Whomever packed it did not take the proper care and pack it well enough to adhere to the min standards. Period end of story. 

I just did reship bike parts in the exact same boxes after double boxing, and foaming. Everything arrived just fine.

Tough lesson to learn when you lose because of lack of knoweledge.


----------



## Larmo63 (Dec 5, 2011)

This is a tough thread to follow. I give up trying to figure it out.


----------



## cyclebuster (Dec 5, 2011)

yeah i wanna see you double box a bicycle. when your done your box will be oversize 3. Its fine if you wanna spend 200 dollars to ship i suppose. the same box carried a bicycle packed similar, with less material to protect it and went halfway around the world, undamaged. heres the key. the people that shipped the first bike.... Gave a poop. UPS dont. I ship basically for a living, and nothing you can do will prevent those knuckle draggers from destroying your stuff. I know a guy that bought a rare and expensive set of cylinders for a kawasaki H2. He was home when they arrived, and walked outside just in time to see his fresh rebuilt $1500 cylinder package fly out of the back door and drop 5 foot onto concrete. Driver denied throwing it. Claim was denied, poorly packed. 
You cannot defend UPS. Glad you had luck, your the only known person.


----------



## Harvie (Dec 6, 2011)

cyclebuster said:


> yeah i wanna see you double box a bicycle. when your done your box will be oversize 3. Its fine if you wanna spend 200 dollars to ship i suppose. the same box carried a bicycle packed similar, with less material to protect it and went halfway around the world, undamaged. heres the key. the people that shipped the first bike.... Gave a poop. UPS dont. I ship basically for a living, and nothing you can do will prevent those knuckle draggers from destroying your stuff. I know a guy that bought a rare and expensive set of cylinders for a kawasaki H2. He was home when they arrived, and walked outside just in time to see his fresh rebuilt $1500 cylinder package fly out of the back door and drop 5 foot onto concrete. Driver denied throwing it. Claim was denied, poorly packed.
> You cannot defend UPS. Glad you had luck, your the only known person.

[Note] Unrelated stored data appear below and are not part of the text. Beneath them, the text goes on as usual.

PR #232, opened 2017-12-04
Test that `str.format` checks security for accessed keys and items.

mauritsvanrees:
The real fix is in the AccessControl package, which we checkout on a specific branch here. See https://github.com/zopefoundation/AccessControl/pull/50

Part of PloneHotfix20171128. Some of the tests here were created by @icemac and passed to the Plone security team. Thank you!

We should wait till the AccessControl branch is merged, and then we can use a checkout of the normal 2.13 branch again, or even a release.

I can do the same on the Zope master branch, but it seems better to wait for approval on this PR for the 2.13 branch first.

### DIFF
--- a/buildout.cfg
+++ b/buildout.cfg
@@ -23,7 +23,6 @@ parts =
     wsgi
 sources-dir = develop
 auto-checkout =
-    AccessControl
 versions = versions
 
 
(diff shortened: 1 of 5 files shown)


mauritsvanrees:
That is fine with me. But the Travis tests at least pass, which is good to know.

icemac:
It seems that this PR has to wait for zopefoundation/AccessControl#50 to be merged and released, right?

dataflake:
@icemac correct, when that is done the changes to ``buildout.cfg`` and ``sources.cfg`` in this PR can (and should) go.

I do not defend UPS, I stand by my packaging. If you do not know how to pack according to FCC regs, pay someone to do it. Then you will never have a claim denied.

In your example the guy that sent the cylinders is responsible for the damages. Your buddy should have not lost one red cent IF HE/She knew what and how to handle the parcel delivery.


----------



## Harvie (Dec 6, 2011)

AND

"I ship basically for a living, and

learn how to bullet proof your parcels then... 


nothing you can do will prevent those knuckle draggers from destroying your stuff."

That is so incorrect it is not worth replying to or about....


----------



## cyclebuster (Dec 6, 2011)

I agree, when one knows everything, little is left to discuss. I could pick this apart in a million ways. but aside from there not being any pack and ship companies in the area, all us standard morons can do is pack things the best we can. ya know running a bicycle shop, you would think having unpacked a few hundred bikes, that packing one the same way would work. I guess not, and your superior intellect knew that all along.  We  all should expect that UPS will throw your boxes onto concrete, and not complain. 
I think the next bike I ship, I will build a custom aluminum  foam lined case for the frameset, and each wheel, and then an aluminum packing box with built in tie downs, and then blow in loose foam. This should easily make any bike arrive safely since they will have to use a forklift. 
I am sure most people would love to pay 6-800 to buiild this, and insure the 50 year old  bike they bought for $300 arrives in pristine condition. 
OR Maybe UPS could actually use some care and caution. You know so we dont have to pack everything to survive a nuclear blast. eyewitness accounts of dispicable handling practices abound. While the post office usually delivers the package in perfect shape, things shipped by UPS look like blind kids played catch on concrete with them. 
Oh and btw, many people that look down their noses to me find them broken.


----------



## Harvie (Dec 6, 2011)

*Learning how to package for different carriers, anyone can do it...*

"all us standard morons can do is pack things the best we can" 

Then come to the internet and cry the blues when damage claims are denied?  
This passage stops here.